**What you will do:** Each line holding the string "status" is to be copied from the data.

+ + + + + + +

PR #115, opened 2018-09-24
Fix typing of Bundle.cleanedRequest for hook requests

### LINKED ISSUE #114: Bundle typing is inaccurate for hook bundles
For hook event `Bundle.cleanedRequest` will contain whatever user sends in hook, so it misses ` | any` type

izhyvaiev:
closes https://github.com/zapier/zapier-platform-core/issues/114


xavdid:
@izhyvaiev I'm not sure I follow - as far as I can tell from the [readme](https://github.com/zapier/zapier-platform-cli#bundlecleanedrequest) only the 4 typed keys should be present. Are you seeing different behavior?

izhyvaiev:
`perform` operation for rest hooks has completely different syntax, comparing to all other operations.
Docs for it is not very consistent, but example app - https://github.com/zapier/zapier-platform-example-app-rest-hooks/blob/master/triggers/recipe.js accurately shows how it actually works.

In example app, `perform` is mapped to `getRecipe()`, where at lines 42,43 the is an explanation:

> // bundle.cleanedRequest will include the parsed JSON object (if it's not a
> // test poll) and also a .querystring property with the URL's query string. 

As parsing of valid json can return any of **null, number, string, object or array**, the actual type looks better to be *any*.

All other properties will actually be same as `Bundle`.

jamescarr:
@zapier/security test

xavdid:
thanks! sorry for the delay here.

PR #123, opened 2022-01-18
mergify: fix mergify config

grondo:
Problem: The .mergify.yml had a line that was off by one space,
and thus could not be parsed as YAML.

Fix the invlalid YAML, also move some conditions back to
pull_request_rules.


garlick (approved):
thanks

PR #127, opened 2022-01-26
adminguide: fix bootstrap example

garlick:
As noted in flux-framework/flux-core#4067, the admin guide `[bootstrap]` example doesn't match the text.  Fix that.


grondo (approved):
LGTM

PR #128, opened 2022-01-31
add link, refs, and intersphinx config for flux-security

grondo:
This PR adds a link to the new flux-security man pages, as well other configuration bits to make reference flux-security docs possible in this high-level documentation repo.


garlick (approved):
LGTM!  I duplicated some of this in #129 so when this goes in I'll rebase that one so it only updates the admin guide.

grondo:
Sounds good, looks like I missed some of the other spots you added references as well.

BTW, I had to configure flux-security as a subproject of flux-framework in readthedocs as well to get this to work.

PR #132, opened 2022-02-16
WIP: correct accounting setup process

garlick:
Feel free to push any accounting-related tweaks directly to this PR as @ryanday36 works through flux accounting setup on fluke.


garlick:
Oops, apparently one of the fixes here was submitted twice.   The other one can be combined with the PR to update for the next flux-core release, so withdrawing this one.

PR #134, opened 2022-02-25
adminguide: fix [archive] TOML example

garlick:
Problem: the [archive] configuration example uses integer seconds where FSD is required.

Update example.

This was noted in flux-framework/flux-core#4163.


grondo (approved):
LGTM!

PR #136, opened 2022-03-31
adminguide: updates for v0.38.0

grondo:
This is a WIP which adds documentation of a couple new features in the flux-core v0.38.0 release.

Just parking this here for now in case someone wants to correct, amend, emend, or expand on these two new sections thus far.

I guess we should also update all the "notes" to reference the new release as well.

### DIFF
--- a/adminguide.rst
+++ b/adminguide.rst
@@ -13,10 +13,10 @@ resource manager on a cluster.
     in this guide may change with regularity.
 
     This document is in DRAFT form and currently applies to flux-core
-    version 0.36.0.
+    version 0.38.0.
 
 .. warning::
-    0.36.0 limitation: the flux system instance is primarily tested on
+    0.38.0 limitation: the flux system instance is primarily tested on
     a 128 node cluster.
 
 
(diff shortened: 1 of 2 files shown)


garlick:
I pushed a few more updates - hope that's ok.

grondo:
Yes, that was what I was hoping! I'll take a look in the morning

adminguide.rst
```diff
@@ -498,6 +498,8 @@ TOML table, as shown in the example below:
 
 .. code-block:: toml
 
+  # /etc/flux/system/conf.d/ingest.toml
```
grondo, line 501: This seems fine, but I was wondering if our implication that the toml config for every subsystem has to be in a different file is going to drive sysadmins crazy. Is there some benefit to implying that?

garlick: Yeah good point.   I was just going for consistency here, but I'm open to changing the overall presentation.

grondo: Yeah, I was more thinking out loud at this point

grondo:
Agreed. Setting MWP.

garlick:
@mergify-io refresh

PR #138, opened 2022-04-03
quickstart: remove references to flux-hwloc

garlick:
Problem: the `flux-hwloc` command is being removed (flux-framework/flux-core#4262) but this command is referred to several times in the quickstart guide.

Substitute other commands.

### DIFF
--- a/quickstart.rst
+++ b/quickstart.rst
@@ -184,7 +184,7 @@ To start a Flux instance with 4 brokers on the local node, use ``flux start``:
 
 A Flux instance can be also be started under `Slurm
 <https://github.com/chaos/slurm>`_ using PMI. To start by using ``srun(1)``,
-simply run the ``flux start`` command without the ``--size`` option under
+simply run the ``flux start`` command without the ``--test-size`` option under
 a Slurm job. You will likely want to start a single broker process per node:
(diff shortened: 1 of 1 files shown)


quickstart.rst
```diff
@@ -234,12 +234,14 @@ Interacting with a Flux Session
 
 There are several low-level commands of interest to interact with a Flux
 instance. For example, to view the total resources available in the current
-instance, ``flux hwloc info`` may be used:
+instance, ``flux resource status`` may be used:
```
grondo, line 237: `flux resource status` doesn't give you the total resources available in the instance (just the status of the execution targets). Maybe change to "to view the status of resources in the current instance", or replace with `flux resource list` and drop the "To view the scheduling state of resources".

This might actually be a good place to introduce `flux uptime` or `flux top` also.

grondo (approved):
LGTM, though I had one comment inline.

quickstart.rst
grondo: Hm, also, these aren't exactly low-level commands anymore. I wonder if instead of worrying about this now, we should merge this PR as is and come back around to "refresh" this entire document.

PR #137, opened 2022-03-31
fluxion: drop use of flux-ion-R to augment the system R

dongahn:
Problem: flux-ion-R augments the R encoded by flux-R for our fluxion
scheduler. However, the full R with the scheduling key (with which we
have a system resource graph) is difficult to manage and debug at the
system-instance level. To fix this problem, we just added rv1exec reader
support directly into the fluxion scheduler (flux-sched PR #9210)
and we now need our documentation update accordingly.

Remove the prose on flux-ion-R from the admin guide section.

PR #139, opened 2022-04-05
adminguide: use single TOML files for examples

garlick:
This PR switches the admin config file examples over to using one big example file (for each of the three config spaces) rather than a lot of little files that might be annoying to sys admins.

The examples are not all-inclusive.  accounting, prolog/epilog, and validator configs are still presented in separate "add on" sections.  I did do some re-titling of sections and tweaked the header level in some cases.

Maybe give the rendered version a read and see if it's any better?   I'm not hard over on this change, but I do think it might be a little better than before.

### DIFF
--- a/adminguide.rst
+++ b/adminguide.rst
@@ -141,35 +141,38 @@ flux-accounting
     distribution so we can share packaging tips and avoid duplicating effort.
 
 
-*******************
-Configuration files
-*******************
+*************
+Configuration
+*************
 
 Much of Flux configuration occurs via
-`TOML <https://github.com/toml-lang/toml>`_ configuration files found
-in a hierarchy under ``/etc/flux``.  For the most part, Flux
-components will read all TOML files from a given directory in a glob,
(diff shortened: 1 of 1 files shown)


garlick:
I just realized this includes the proposed change in #137 to remove the note about `flux ion-R`.  I can fix that if needed.

grondo (approved):
Wow, this reads _much_ better in my opinion! I also think admins will appreciate seeing a large chunk of configuration all in one place, rather than piecemeal in the document. 

This was a large amount of work, thanks!

grondo:
>  I just realized this includes the proposed change in #137 to remove the note about flux ion-R. I can fix that if needed.

Hm, seems like we could just merge as is and drop the other PR if that's more efficient (it is just documentation anyway)

garlick:
Thanks!   I just fixed a typo and re-pushed.  Well based on that glowing review, maybe I'll just set MWP then :smile:

PR #141, opened 2022-04-21
faq: update content.sqlite instructions

garlick:
Problem: instructions for relocating content.sqlite refer to
'content.backing-path', which is no longer a valid broker attribute.

Update the instructions to suggest setting 'statedir' and reword
instructions to be more clear now that the database file path itself
cannot be explicitly set.

### DIFF
--- a/faqs.rst
+++ b/faqs.rst
@@ -64,26 +64,27 @@ Memory exhaustion on a node when running large ensembles with Flux
 
 Flux's in-memory KVS, or more properly, its content-addressable storage
 subsystem, is backed by an `SQLite <https://www.sqlite.org>`_ database file,
-located by default in ``/tmp`` (or ``$TMPDIR``).  On some systems, ``/tmp``
-is a RAM-backed file system.  To minimize Flux's memory footprint on such
-systems, Flux may be launched with the database file redirected to a more
-appropriate location.  For example:
+located by default in *rundir*, which is usually in ``/tmp``.  On some systems,
+``/tmp`` is a RAM-backed file system.  To minimize Flux's memory footprint
+on such systems, Flux may be launched with the database file redirected to
+a more appropriate location by setting the *statedir* broker attribute.  For
+example:
 
 .. code-block:: sh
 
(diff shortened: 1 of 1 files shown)


faqs.rst
```diff
@@ -64,26 +64,27 @@ Memory exhaustion on a node when running large ensembles with Flux
...
 subsystem, is backed by an `SQLite <https://www.sqlite.org>`_ database file,
-located by default in ``/tmp`` (or ``$TMPDIR``).  On some systems, ``/tmp``
-is a RAM-backed file system.  To minimize Flux's memory footprint on such
-systems, Flux may be launched with the database file redirected to a more
-appropriate location.  For example:
+located by default in *rundir*, which is usually in ``/tmp``.  On some systems,
+``/tmp`` is a RAM-backed file system.  To minimize Flux's memory footprint
+on such systems, Flux may be launched with the database file redirected to
+a more appropriate location by setting the *statedir* broker attribute.  For
+example:
```
grondo, line 71: Though the current wording makes sense, I keep worrying that the implicit statement that `statedir` overrides `rundir` for the database file should be made explicit. However, I'm having a hard time crafting alternative wording that isn't more clumsy than what you have here. This is the best I could come up with, take or leave it, it probably isn't a major concern.

```suggestion
located in *rundir* by default unless the *statedir* broker attribute is set.
Because *rundir*, which is usually in ``/tmp``, may point to a RAM-backed
filesystem, it may be advisable in some cases to launch Flux with the database
in a more appropriate location by setting *statedir*.
example:
```

grondo (approved):
LGTM! Thanks! 

I thought that it should somehow be explicitly stated that the database file is located in `rundir` _unless_ `statedir` is set (but that could just be me). I tried to craft alternative wording, but unfortunately my prose seems more confusing somehow so feel free to merge as is.

faqs.rst
garlick: Hmm, I'm not having any luck coming up with an alternative wording either.  There is a link to the longer description in flux-broker-attributes(7) so I suppose people can easily dig a little deeper.  I'd say let's merge this and we can always submit another PR if better wording comes to mind.

Issue #70, opened 2020-10-02
Using `flux-proxy` on a machine with launch nodes


SteVwonder:
For Summit (and Lassen, depending on if you use lalloc or not), the default behavior is to allocate compute nodes and a launch node for every job.  The batch script is then run on the launch node and any use of the system parallel launcher `jsrun` to execute Flux results in all of the Flux processes to land on the compute nodes and none on the launch node.  If a user captures the `local://` FLUX URI and tries to use that from the launch node, it will fail, since the Unix socket is on the compute nodes not the launch node.  This behavior is different from typical clusters where launch nodes are not used.

SteVwonder:
One potential solution is to use to construct and use an `ssh://` FLUX URI to leverage the ssh connector rather than the local connector.  This will create an ssh connection between the launch node and the compute node on which Flux is running.

garlick:
That should be doable, provided you can somehow capture FLUX_URI from one of the brokers and transform it.   Alternate idea would be to set the `local-uri` attribute on the broker command line to something you know in advance, but careful - if command line applies to all brokers, it has to work for all.

Does jsrun have options by chance to include the launch node in the "job"?  If you could locate flux rank 0 on the launch node, and then exclude it from scheduling, that would be sorta convenient.  The initial program / shell would then run on the launch node and the system's model would be preserved.

How do we usually run on this system?

SteVwonder:
> Does jsrun have options by chance to include the launch node in the "job"? 

That's a good question. I'm not sure, but I think not.  I don't see one documented in [LLNL](https://hpc.llnl.gov/banks-jobs/running-jobs/slurm-srun-versus-ibm-csm-jsrun) or [ORNL's docs](https://docs.olcf.ornl.gov/systems/summit_user_guide.html#node-types).  I did see this in the ORNL ones though:

> All commands within your job script (or the commands you run in an interactive job) will run on a launch node. Like login nodes, these are shared resources so you should not run multiprocessor/threaded programs on Launch nodes.

If there is a way, I suspect running rank 0 of a large Flux instance on the Launch node would be frowned upon due to all the activity the KVS and other rank 0 modules generates.

> How do we usually run on this system?

At LLNL, we typically use `lrun` (and its variants) which by default runs your job script on a compute node, so this particular issue isn't common on LLNL systems.  ORNL does not have a similar wrapper script or setup.

[...]

PR #146, opened 2022-07-25
docs: add information on running Flux interactively on CORAL

wihobbs:
Now that we have the LSF URI resolver, we should add some documentation so users can take advantage of its utility.

We should probably wait until we release & tag flux-core@0.42.0 and get that built on BlueOS to merge this.

### DIFF
--- a/coral.rst
+++ b/coral.rst
@@ -128,3 +128,59 @@ each binding to 10 CPU cores and 1 GPU on a compute node:
 .. code-block:: sh
 
   flux mini run -N 1 -n 4 -c 10 -g 1 -o mpi=spectrum -o cpu-affinity=per-task -o gpu-affinity=per-task my_mpi_binary
+
+----------------------------
+Launching Flux Interactively
+----------------------------
+
+CORAL systems use IBM's Spectrum LSF scheduler which, unlike Slurm, does not support running ``jsrun`` commands in a pseudo-
+terminal. This limits users' ability to run Flux sessions interactively.
+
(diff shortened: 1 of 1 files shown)


wihobbs:
Updating commit message -- just looked through our issues and I believe this will close #70.

garlick:
Nicely done!  And thanks for finding that issue.

garlick (approved):
Oops this should have been merged a while back!

wihobbs:
The `make-check` issue should be fixed but the `make-linkcheck` is failing because LC confluence is behind an auth wall.

grondo:
Thanks @wihobbs! sphinx has a [`linkcheck_ignore`](https://www.sphinx-doc.org/en/master/usage/configuration.html?highlight=linkcheck#confval-linkcheck_ignore) setting we can use to ignore all links in LC confluence if you want to try that?

wihobbs:
Hi @grondo! Will do.

wihobbs:
I put some more time into this and I couldn't seem to get `linkcheck_ignore` to work; however, I found that the direct jump to "RZAnsel users should verify SSH keys" (after the hashtag in the link) was causing the problem, so I just removed that. If a user is able to navigate to the quickstart guide, they should be able to find this pretty easily anyway. Fixed and pushed.

Someone should probably click the link and make sure it still works just as a sanity check (I don't have access to LC confluence anymore...)

grondo:
Thanks I approved the workflow to run and looks like it succeeded! :+1:

wihobbs:
Thanks @grondo! and tysm @jameshcorbett for the fix-up :)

+ + + + + + +

**Solution to this problem:**
+instance, ``flux resource status`` may be used:
grondo, line 237: `flux resource status` doesn't give you the total resources available in the instance (just the status of the execution targets). Maybe change to "to view the status of resources in the current instance", or replace with `flux resource list` and drop the "To view the scheduling state of resources".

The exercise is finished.